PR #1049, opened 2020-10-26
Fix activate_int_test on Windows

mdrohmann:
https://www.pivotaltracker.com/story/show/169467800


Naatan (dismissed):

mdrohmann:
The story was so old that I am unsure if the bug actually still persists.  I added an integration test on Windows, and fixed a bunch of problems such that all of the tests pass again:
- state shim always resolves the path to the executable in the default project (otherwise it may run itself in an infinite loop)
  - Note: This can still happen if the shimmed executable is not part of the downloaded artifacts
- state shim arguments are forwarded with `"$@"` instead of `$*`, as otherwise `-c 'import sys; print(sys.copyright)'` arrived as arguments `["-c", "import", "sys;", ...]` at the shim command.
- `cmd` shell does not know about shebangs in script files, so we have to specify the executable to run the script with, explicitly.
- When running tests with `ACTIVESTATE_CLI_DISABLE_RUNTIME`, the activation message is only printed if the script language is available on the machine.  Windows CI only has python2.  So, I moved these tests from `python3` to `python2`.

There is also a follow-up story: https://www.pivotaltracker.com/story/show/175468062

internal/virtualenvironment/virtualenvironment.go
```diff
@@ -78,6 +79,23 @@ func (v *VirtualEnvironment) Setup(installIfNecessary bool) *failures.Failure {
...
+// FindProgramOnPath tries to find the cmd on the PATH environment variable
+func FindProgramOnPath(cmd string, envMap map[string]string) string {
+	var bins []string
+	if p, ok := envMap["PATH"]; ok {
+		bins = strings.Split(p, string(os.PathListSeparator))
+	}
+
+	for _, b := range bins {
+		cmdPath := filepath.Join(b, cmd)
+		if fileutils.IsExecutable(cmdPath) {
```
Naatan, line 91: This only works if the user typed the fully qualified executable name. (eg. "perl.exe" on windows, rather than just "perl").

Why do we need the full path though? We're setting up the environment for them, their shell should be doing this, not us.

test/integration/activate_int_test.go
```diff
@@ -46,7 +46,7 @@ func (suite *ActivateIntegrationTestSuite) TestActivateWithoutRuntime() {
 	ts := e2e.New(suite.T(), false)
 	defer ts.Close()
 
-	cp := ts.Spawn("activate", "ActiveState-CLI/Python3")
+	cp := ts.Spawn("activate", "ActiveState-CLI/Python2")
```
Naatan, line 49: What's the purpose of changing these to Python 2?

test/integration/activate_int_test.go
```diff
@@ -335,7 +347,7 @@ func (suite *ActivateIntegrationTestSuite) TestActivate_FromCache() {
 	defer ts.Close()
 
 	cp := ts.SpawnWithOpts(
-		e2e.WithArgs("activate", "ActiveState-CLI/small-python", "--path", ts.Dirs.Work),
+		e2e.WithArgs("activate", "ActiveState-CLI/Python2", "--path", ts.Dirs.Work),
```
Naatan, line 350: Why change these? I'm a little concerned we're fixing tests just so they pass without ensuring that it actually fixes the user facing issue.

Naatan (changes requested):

· · · ·

Go through the records and pull out each line that includes the word "otherwise".

Reply
- state shim always resolves the path to the executable in the default project (otherwise it may run itself in an infinite loop)
- state shim arguments are forwarded with `"$@"` instead of `$*`, as otherwise `-c 'import sys; print(sys.copyright)'` arrived as arguments `["-c", "import", "sys;", ...]` at the shim command.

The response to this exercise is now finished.